Nearly six decades after his death, al-Battani’s work was chronicled in the Fenrist compiled by the book-seller, Ibn Nadim. The Fehrist contained a useful list of Arabic literature (and the respective authors) extant then in the tenth century. About al-Battani, the Fehrist makes mention that he made his astronomical observations during the period between 877CE and 918CE, and that his star catalogue was from the year 880CE. Ibn an-Nadim was quite categorical in his praise for al-Battani whom he calls “one of the famous observers and a leader in geometry, theoretical and practical astronomy, and astrology.” Ibn an-Nadim further noted that:

“[al-Battani] composed a work on astronomy, with tables, containing his own observations of the sun and moon and a more accurate description of their motions than that given in Ptolemy’s Almagest. In it, moreover, he gives the motions of the five planets, with the improved observations he succeeded in making, as well as other necessary astronomical calculations. Some of his observations mentioned in his book of tables were made in the year 880 and later on in the year 900. Nobody is known in Islam who reached similar perfection in observing the stars and scrutinizing their motions. Apart from this, he took great interest in astrology, which led him to write on this subject too. Of his compositions in this field, I mention his commentary on Ptolemy’s Tetrabiblos.”

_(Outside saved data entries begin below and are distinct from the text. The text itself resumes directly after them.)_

PR #1021, opened 2026-02-18
Add retry backoff to apikeyauth Elasticsearch client

constanca-m:
The error `rpc error: code = Internal desc = error checking privileges for API Key: status: 503` was causing SLO failures. On Elasticsearch Serverless, 503 is a transient error. Our ES client was retrying immediately (no backoff), so all retries hit the same 503 before the cluster had time to recover.

We now expose a new `retry` field to add exponential backoff to the retries so they don't run immediately after each other.


carsonip (commented):
nit on backoff without jitter, otherwise lgtm

PR #1023, opened 2026-02-18
Bump upstream OTel dependencies - Release/v0.33.0

gregkalapos:
For the previous release, most of the upstream components were not updated correctly. We merged https://github.com/elastic/opentelemetry-collector-components/pull/993, but that missed most of `go.mod` files and left old dependencies.

In this PR I tried to update things everywhere.

Goal: Make sure upstream is on [v1.51.0/v0.145.0](https://github.com/open-telemetry/opentelemetry-collector/releases/tag/v0.145.0).

Side note: since then - at the same time as I worked on it, a new release was out. It wasn't fully released when I started with this, so I targeted v1.51.0/v0.145.0 - since that was the latest full release.

PR #1025, opened 2026-02-19
Add note to release process about missing bumps 

gregkalapos:
From https://github.com/elastic/opentelemetry-collector-components/pull/1023#issuecomment-3925332152

I saw this happening already twice, so as @ChrsMark suggested, adding a note about it.


carsonip (commented):
suggestion: will it be better to add a makefile target and/or gh workflow and/or ci check to make the process more foolproof? We have something similar in our team to bump upstream version. We can develop some tooling quite quickly these days with AI and get ROI fast compared to a release documentation addition.

PR #1026, opened 2026-02-20
[receiver/elasticapmintakereceiver] Update `span.self_time.sum.us` to set value in microseconds

isaacaflores2:
# Overview

The apm-data provided value for `SelfTime.Sum` is in nanoseconds but JSON marshaled as microseconds during index time [here](https://github.com/elastic/apm-data/blob/v1.19.5/model/modeljson/internal/metricset.go#L115). This updates the attribute value to be set as microseconds, so no conversion is needed at export time .

# Testing
1. Updated unit-test to assert the expected value


carsonip (approved):

isaacaflores2:
Hmm the govulncheck is failing since the otel sdk needs to be bumped to `go.opentelemetry.io/otel/sdk@v1.40.0`. The upstream releases for [v1.52.0/v0.146.1](https://github.com/open-telemetry/opentelemetry-collector/releases/tag/v0.146.1) should solve this, so hopefully dependabot does its thing and I will follow up on upgrading all the components.

PR #1033, opened 2026-02-20
[receiver/elasticapmintake] Stop setting `timestamp.us` and `event.outcome`

isaacaflores2:
# Overview
This PR updates the intake receiver logic so `timestamp.us` and `event.outcome` will no longer be set for metric data points . These fields are not set in apm-data so this will match the existing apm behavior:
- timestamp.us only for transaction/span/error: https://github.com/elastic/apm-data/blob/main/model/modeljson/apmevent.pb.json.go#L99-L109
- metricset spec has no event/outcome: https://github.com/elastic/apm-data/blob/main/input/elasticapm/docs/spec/v2/metricset.json

# Testing 
1. Updated unit test

### DIFF
--- a/receiver/elasticapmintakereceiver/internal/mappers/intakeV2ToDerivedFields.go
+++ b/receiver/elasticapmintakereceiver/internal/mappers/intakeV2ToDerivedFields.go
@@ -31,6 +31,8 @@ import (
 
 // SetDerivedFieldsForTransaction sets fields that are NOT part of OTel for transactions. These fields are derived by the Enrichment lib in case of OTLP input
 func SetDerivedFieldsForTransaction(event *modelpb.APMEvent, attributes pcommon.Map) {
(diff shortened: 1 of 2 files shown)


gregkalapos (approved):
Change looks ok to me.

Only thing I was thinking about is that `SetDerivedFieldsCommon` is not that `common` anymore with this change. Do we even use that for something other than spans? 🤔 If it's not used elsewhere, maybe it'd be better to either rename it, or just move the code to the point where it's used.

isaacaflores2:
> Change looks ok to me.
> 
> Only thing I was thinking about is that `SetDerivedFieldsCommon` is not that `common` anymore with this change. Do we even use that for something other than spans? 🤔 If it's not used elsewhere, maybe it'd be better to either rename it, or just move the code to the point where it's used.

Thanks I updated refactor the function into `setCommonDerivedFieldsForSpanAndTransaction`

PR #1046, opened 2026-02-25
Implement verifier receiver

jeniawhite:
Implementation of a Verifier receiver to the Elastic distribution of OpenTelemetry (EDOT). The receiver checks that Cloud Connector–based integrations have the required cloud/identity provider permissions and reports results as OTEL logs to Elasticsearch.

Cloud Connector deployments need to know whether the configured IAM/API credentials have the permissions required by each integration. This receiver runs on-demand (or scheduled) verification: it performs minimal API calls per required permission, groups results by Cloud Connector, policy, and integration, and emits structured OTEL logs so users can see granted/denied/error status and fix missing permissions.

Replaces #1005 (reopened from a direct branch to enable CI checks).

### DIFF
--- a/receiver/verifierreceiver/config.go
+++ b/receiver/verifierreceiver/config.go
@@ -21,7 +21,6 @@ import (
 	"errors"
 	"fmt"
 	"os"
-	"strings"
 
 	"github.com/elastic/opentelemetry-collector-components/receiver/verifierreceiver/internal/verifier"
 )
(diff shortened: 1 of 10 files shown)


gregkalapos:
I could review this from the general `opentelemetry-collector-components`, but certainly not for the specifics of how it works. Could maybe someone from your team @jeniawhite review the specific code? So my proposal would be that I can give an ok to merge into this repo, but then someone more familiar with the domain also looks at the specific logic as well. Would that be ok?

Few questions from my side:
- Why should this be in this repo and should it be part of the default EDOT distribution? 
  - Asking to see how we put this [here](https://github.com/elastic/opentelemetry-collector-components/blob/main/versions.yaml). Also depending on the answer you may need additional PRs in elastic agent.
 - Somewhat related: what's when the collector doesn't run in any of those cloud environments? I see this'd print warnings when `InitializeVerifier` fails. Just wanna make sure this behaves properly in environments where this receiver has nothing to do - especially if this'd be by default part of EDOT. I looked a bit at `receiver_test.go‎` and it's not clear to me that e.g. in a plain docker container (where from what I understand this receiver should't do anything), our EDOT collector would behave 100% the same with and without this receiver.

jeniawhite:
Closing in favor of https://github.com/elastic/elastic-agent/pull/13021 which moves the verifier receiver directly into elastic-agent, per feedback from @axw and @cmacknz that this receiver is EDOT Collector-only and should live in elastic-agent under ELv2.

PR #1061, opened 2026-03-03
[connector/dynamicrouting]add ttl-based decision persistence and near expiry updates

lahsivjar:
This PR decouples routing-decision lifetime from cardinality recording cadence in `dynamicroutingconnector`, so routing can remain stable for batching while measurements refresh on a shorter cadence. Previously one option (`evaluation_interval`) controlled both:
- how long routing decisions stayed stable, and
- how often measurements were recorded/re-evaluated.

That created a tradeoff for batching with `wait_for_result=true`:
- long interval: stable routing, stale measurement
- short interval: fresher measurement, more route churn

With this PR, I have separated the above concerns for stable decisions:
- `ttl` controls stability,
- `recording_interval` controls refresh cadence,
- near-expiry recording reduces unnecessary work while refreshing before expiry.

### Benchmark Diff (A/B) (benchmarks are executed and generated by Claude)

Compared **baseline HEAD (without current changes)** vs **current changes** using:

- `go test -run '^$' -bench BenchmarkRouter -benchmem -count=8`
- `benchstat`

#### CPU (`sec/op`)
- `Router/1pk_1mk/traces`: **+23.64%**
- `Router/1pk_1mk/metrics`: **+22.32%**
- `Router/1pk_1mk/logs`: **+21.68%**
- `Router/3pk_3mk/traces`: **-4.35%**
- `Router/3pk_3mk/metrics`: **-5.31%**
- `Router/3pk_3mk/logs`: **-2.71%**
- **Geomean**: **+8.39%**

#### Memory (`B/op`)
- `1pk_1mk`: **-4.65%**
- `3pk_3mk`: **-11.32%**
- **Geomean**: **-8.05%**

#### Allocations (`allocs/op`)
- `1pk_1mk`: **7 -> 6** (**-14.29%**)
- `3pk_3mk`: **11 -> 8** (**-27.27%**)
- **Geomean**: **-21.05%**

Interpretation:
- Small-key path pays fixed TTL/expiry overhead (CPU up).
- Larger-key path benefits from skipping unnecessary hash/HLL updates (CPU down).
- Allocation and memory improve across all benchmark variants.

**NOTE that the increase in CPU is expected as the logic for ttlcache requires more computation overall. Some of the overheads will be amortized under practical situations when `recording_interval << ttl`**

Related to: https://github.com/elastic/hosted-otel-collector/issues/2333


connector/dynamicroutingconnector/README.md
```diff
@@ -78,7 +78,8 @@ connectors:
       - pipelines: ["traces/very_high_cardinality"]
         max_cardinality: .inf
     default_pipelines: ["traces/default"]
-    evaluation_interval: 30s
+    recording_interval: 30s
+    ttl: 5m
```
vigneshshanmugam: Ques - Do we want the TTL to be configurable? I m worried its exposing too many configuration knobs. 

Wouldn't it be safe to keep the routing stable till the next recording interval is mature? Like ttl would be >= 2x the recording interval?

To be sure, Ibn an-Nadim’s comments on al-Battani’s life and achievements were not the exaggerations of a devout Muslim; they were, rather, an assertion of what was already known about this remarkable scientist throughout the Arab world of that time.

However, it was – and still is – the non-Arab, non-Muslim, Western world which, despite drawing on his pioneering scholarship centuries later for its own rebirth from its Dark Ages, remains generally and, perhaps, deliberately oblivious to the great legacy and civilizational contributions that al-Battani and other pioneering Muslim scientists, time and again, offered the world of men.